We are 95% confident that for every degree Fahrenheit the day is warmer, the number of riders increases by 5.21 to 9.87, on average, holding season constant.

CI for seasonSpring

term estimate std.error statistic p.value conf.low conf.high
(Intercept) -125.23 71.66 -1.75 0.08 -267.68 17.22
hightemp 7.54 1.17 6.43 0.00 5.21 9.87
seasonSpring 5.13 34.32 0.15 0.88 -63.10 73.36
seasonSummer -76.84 47.71 -1.61 0.11 -171.68 18.00


We are 95% confident that the number of riders on a Spring day is lower by 63.1 to higher by 73.4 compared to a Fall day, on average, holding high temperature for the day constant.

Is season a significant predictor of the number of riders, after accounting for high temperature?

Inference pitfalls

Large sample sizes

Danger

If the sample size is large enough, the test will likely result in rejecting \(H_0: \beta_j = 0\) even \(x_j\) has a very small effect on \(y\).

  • Consider the practical significance of the result not just the statistical significance.

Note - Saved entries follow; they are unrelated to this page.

PR #690, opened 2018-02-19
fix(docs): Fix pg-pool import in library.md

petetnt:
Another tiny documentation fix: The `Pool` import is the default/unnamed export of the standalone `pg-pool` module as seen in the [docs](https://github.com/brianc/node-pg-pool/blob/master/README.md).

Signed-off-by: petetnt <pete.a.nykanen@gmail.com>

### DIFF
--- a/docs/library.md
+++ b/docs/library.md
@@ -92,12 +92,12 @@ createPostGraphQLSchema('postgres://localhost:5432')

  • Use the confidence interval to draw conclusions instead of relying only p-values.

Small sample sizes

Danger

If the sample size is small, there may not be enough evidence to reject \(H_0: \beta_j=0\).

  • When you fail to reject the null hypothesis, DON’T immediately conclude that the variable has no association with the response.

  • There may be a linear association that is just not strong enough to detect given your data, or there may be a non-linear association.